Another chemistry that is fast gaining recognition as a potential therapeutic oligonucleotide is the morpholino AO which have been reported to overcome some of the limitations faced when using phosphodiester (PO) and the phosphorothioate (PS) AOs. The backbone modifications of the morpholino structural type produce an AO that is neutral and has greater biological stability. Splicing intervention by morpholino AOs has been successfully applied in vitro to the β-globin gene pre-mRNA to correct aberrant splicing when delivered in the micromolar concentration.

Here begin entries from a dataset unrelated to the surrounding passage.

PR #145, opened 2024-03-27
CI: Add 'no-creds' test in CI, fix "only on forks" condition of full pytest suite

aaronsteers:
Add a CI test to ensure that all tests that require creds are correctly marked with the `pytest.mark.requires_creds` decorator. Otherwise, those tests will fail in this new workflow.

### DIFF
--- a/.github/workflows/python_pytest.yml
+++ b/.github/workflows/python_pytest.yml
@@ -73,8 +73,10 @@ jobs:
 
   pytest:
     name: Pytest (All, Python ${{ matrix.python-version }}, ${{ matrix.os }})
-    # Don't run on forks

We present data showing that dystrophin exon skipping in mdx muscle cells may be induced by morpholino AOs at nanomolar concentrations when annealed to a ‘leash’ or sense oligonucleotide and then complexed with a cationic liposome. We have investigated a number of leash designs and chemistries, including mixed backbone oligonucleotides, and their ability to influence the ability of a 25-mer morpholino AO to induce specific exon skipping. Typically, each leash has a central phosphodiester core, which contains between 15-25 complimentary bases that anneal to the morpholino AO. Flanking the core region are 5 to 10 nucleotides on a PS backbone which generate overhangs at the 5’ or 3’ terminus of the morpholino AO. Varying the length and design of the leashes has enabled the morpholino AO to induce targeted pre-mRNA skipping and protein synthesis at concentrations several magnitudes below those required by uncomplexed morpholino AO, presumably due to improved delivery. The superior stability of the morpholino chemistry is expected to provide efficient and prolonged exon skipping and is currently under investigation in vivo.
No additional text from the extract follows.